The government said that it will “clarify the legislation” to reinforce the importance of proportionality when assessing the risks for alternative mechanisms of data transfer.
“Currently organisations subject to the UK GDPR need to carry out a transfer impact assessment for every transfer for personal data to a country without adequacy status where they rely on transfer tools like standard contractual clauses,” Rosie Nance said. “This obligation continues to apply while we await further detail on DCMS’s proposals. Some UK organisations will also need to continue to comply with EU requirements as they have obligations under the EU GDPR.”
The government said it will also take forward reforms “that better enable the UK to approach adequacy assessments with a focus on risk-based decision-making and outcomes, and continuing to support the UK’s commitments relating to data flows”.
Nance said: “No further detail has been provided on adequacy decisions. The government has said they are pursuing adequacy decisions with priority jurisdictions, including the US.”

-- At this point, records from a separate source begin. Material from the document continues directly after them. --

PR #5175, opened 2022-12-21
Proposal: alias Phoenix.HTML in CoreComponets to avoid Credo warnings.

leandrocp:
That would improve the experience as Credo is widespread used :)


josevalim:
I don't personally think the code is better with this change, perhaps it is not a warning that should be enabled by default. :)

PR #5609, opened 2023-10-22
remove duplicate text in heroku guide

koga1020:
I found that there was some duplicate text and code block in the Heroku guide. 

ref: https://github.com/phoenixframework/phoenix/pull/5558

Thanks!


Gazler:
Whoops. Good spot, thanks!

PR #5616, opened 2023-10-27
bugfix: flash component not closing

ivcosla:
The flash messages from the flash core component are not closing when clicking on the "cross".

The id in the component has an extra `#` symbol, so the click was not matching the proper id, after removing it I could test locally that the flash message is now closing properly.


ivcosla:
My bad, I saw this was properly fixed in https://github.com/phoenixframework/phoenix/pull/5602

Closing

PR #5617, opened 2023-10-28
Add required option to attr/3 in Components guide

sheerlox:
While following the Phoenix guides, I tried to get the compile time warning the guide was talking about, but all I could get was a runtime error when loading the page.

“This is one area where the balance between promoting the opportunities free flows of data can bring, and maintaining the UK’s adequacy status with the EU, could be tricky. Awarding unqualified adequacy status to the US would make doing business with the US simpler, but could jeopardise the UK’s adequacy status with the EU, which would mean a lot of extra complexity for international organisations with a presence in the EU and UK, as well as for UK organisations doing business with the EU,” she said.

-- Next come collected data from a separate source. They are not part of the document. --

PR #5619, opened 2023-10-31
Phoenix.Token doc tweaks

rktjmp:
Adjusts comments for sign and encrypt to mention their counterparts, verify and decrypt. Clarify that the default "max age" value for verify and decrypt comes from the token creation call.


josevalim:

PR #5621, opened 2023-11-01
Upgrade to latest websock_adapter, handle upgrade failures & report 400

mtrudel:
Hot on the heels of https://github.com/phoenixframework/websock_adapter/pull/14, handle upgrade errors and return 400 errors to the client, enabling folks to more easily connect upgrade failures with the client that causes them


jeregrine:
@mtrudel does this match the behavior of cowboy? So its strictly backwards compatible?

mtrudel:
Not entirely; Cowboy [returns 426](https://github.com/ninenines/cowboy/blob/22adc4de517bf54661795f6e18b6b2e62aec4140/src/cowboy_websocket.erl#L147) for failed HTTP/1 upgrades, but this is strictly incorrect (426 indicates that the *current* protocol is unsuitable for upgrading, not that the upgrade itself is incorrect). See [RFC9110§15.5.22](https://www.rfc-editor.org/rfc/rfc9110.html#section-15.5.22). 

Bandit [returns a 400](https://github.com/mtrudel/bandit/blob/main/lib/bandit/pipeline.ex#L134) in this case.

josevalim:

In its consultation paper last year, the government said it was considering withdrawing the requirement for consent to cookies from UK law. DCMS has not confirmed that the government will press ahead with that plan.

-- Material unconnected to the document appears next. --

PR #5626, opened 2023-11-08
Add :fun option to __deriving__ of Phoenix.Param

nallwhy:
Sometimes I want to convert a struct to a Phoenix param using a function instead of a key. For this purpose, I added the `:fun` option. arbitrary function is not allowed of an error likes below.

Cookies are small text files that record internet users' online activity. They are vital to the operation of websites and to the digital advertising ecosystem.
However, current rules, set out in the Privacy and Electronic Communications Regulations (PECR) in the UK, prohibit the storing and accessing of information on users' computers unless those users have given their consent on the basis that they have had access to clear and comprehensive information about the purposes of the processing. An exception to the consent requirements exists where the cookie is "strictly necessary" for the provision of a service explicitly requested by the user.
In the immediate term, the government plans to allow cookies to be placed without the user’s consent for a small number of purposes, which have not yet been set out in full. Nance said: “It is unclear at this stage how much impact this change will have for UK users, as international organisations tend to take a regional approach to compliance, so might continue follow EU requirements in the UK.”
In the future, the government intends to legislate to remove the need for websites to display cookie banners to UK residents, as well as moving to an opt-out model of consent. Lees said: “There is to be a shift to an ‘opt out’ model, similar to the current ‘soft opt-in’ exemption to marketing currently under PECR. The government will work with the industry to develop browser-based solutions to manage a person’s consent preferences, to support the model.”
Nance said: “The proposal to allow users to manage consent preferences in the browser has the potential to really change user experience. DCMS is looking to lead on an initiative to find a user-friendly, privacy-friendly solution.”
Other changes to the PECR regime include stiffening the penalties that the ICO can impose to tackle nuisance marketing. The level of maximum fines that can be imposed under PECR are therefore to be increased to align with what the ICO can already impose against organisations that breach UK data protection law, where fines of up to £17.5m or 4% of a business’ annual global turnover, whichever is highest, can be levied.